TO DO:
Count the lines in the data below that include the word "appears", then state the total and nothing besides.

[EXERCISE DATA]

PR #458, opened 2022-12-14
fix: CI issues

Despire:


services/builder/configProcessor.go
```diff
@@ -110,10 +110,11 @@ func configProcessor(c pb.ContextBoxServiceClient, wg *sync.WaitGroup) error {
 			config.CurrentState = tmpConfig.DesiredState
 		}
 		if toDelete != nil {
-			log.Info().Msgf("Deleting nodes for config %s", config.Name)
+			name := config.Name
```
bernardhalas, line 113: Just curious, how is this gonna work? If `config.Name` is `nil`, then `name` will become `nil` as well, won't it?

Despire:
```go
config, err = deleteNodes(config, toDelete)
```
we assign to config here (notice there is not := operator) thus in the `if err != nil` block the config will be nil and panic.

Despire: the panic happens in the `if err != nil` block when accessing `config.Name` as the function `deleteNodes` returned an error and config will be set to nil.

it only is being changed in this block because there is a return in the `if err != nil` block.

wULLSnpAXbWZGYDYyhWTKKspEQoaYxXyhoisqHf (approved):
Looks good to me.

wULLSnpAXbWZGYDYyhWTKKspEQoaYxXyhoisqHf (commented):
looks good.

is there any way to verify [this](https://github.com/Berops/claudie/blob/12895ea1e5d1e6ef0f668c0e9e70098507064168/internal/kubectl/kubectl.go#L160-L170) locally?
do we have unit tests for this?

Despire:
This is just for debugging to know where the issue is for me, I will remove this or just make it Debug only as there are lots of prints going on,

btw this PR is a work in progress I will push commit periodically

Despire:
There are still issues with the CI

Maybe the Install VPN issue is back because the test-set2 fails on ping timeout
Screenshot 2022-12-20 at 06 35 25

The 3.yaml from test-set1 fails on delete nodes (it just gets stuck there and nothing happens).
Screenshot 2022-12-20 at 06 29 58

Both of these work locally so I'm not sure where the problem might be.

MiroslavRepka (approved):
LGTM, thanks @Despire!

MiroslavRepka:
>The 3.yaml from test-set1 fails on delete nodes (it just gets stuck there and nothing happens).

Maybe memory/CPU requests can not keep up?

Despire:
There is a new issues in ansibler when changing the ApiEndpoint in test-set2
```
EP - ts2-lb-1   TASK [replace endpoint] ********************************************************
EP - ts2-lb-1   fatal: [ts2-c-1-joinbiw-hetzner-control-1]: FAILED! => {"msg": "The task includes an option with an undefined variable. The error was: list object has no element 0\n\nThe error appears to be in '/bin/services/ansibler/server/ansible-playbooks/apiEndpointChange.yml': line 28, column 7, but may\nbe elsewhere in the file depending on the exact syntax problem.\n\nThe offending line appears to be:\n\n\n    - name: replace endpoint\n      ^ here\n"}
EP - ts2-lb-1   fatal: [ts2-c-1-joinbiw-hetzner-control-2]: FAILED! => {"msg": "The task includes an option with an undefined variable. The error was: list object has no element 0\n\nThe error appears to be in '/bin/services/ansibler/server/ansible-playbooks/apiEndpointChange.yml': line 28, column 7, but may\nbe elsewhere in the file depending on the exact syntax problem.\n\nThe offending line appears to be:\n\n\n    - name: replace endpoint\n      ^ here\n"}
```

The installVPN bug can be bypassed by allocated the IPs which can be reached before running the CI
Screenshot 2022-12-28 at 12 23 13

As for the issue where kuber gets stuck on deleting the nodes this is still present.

[/EXERCISE DATA]

SOLUTION TO THIS PROBLEM:
2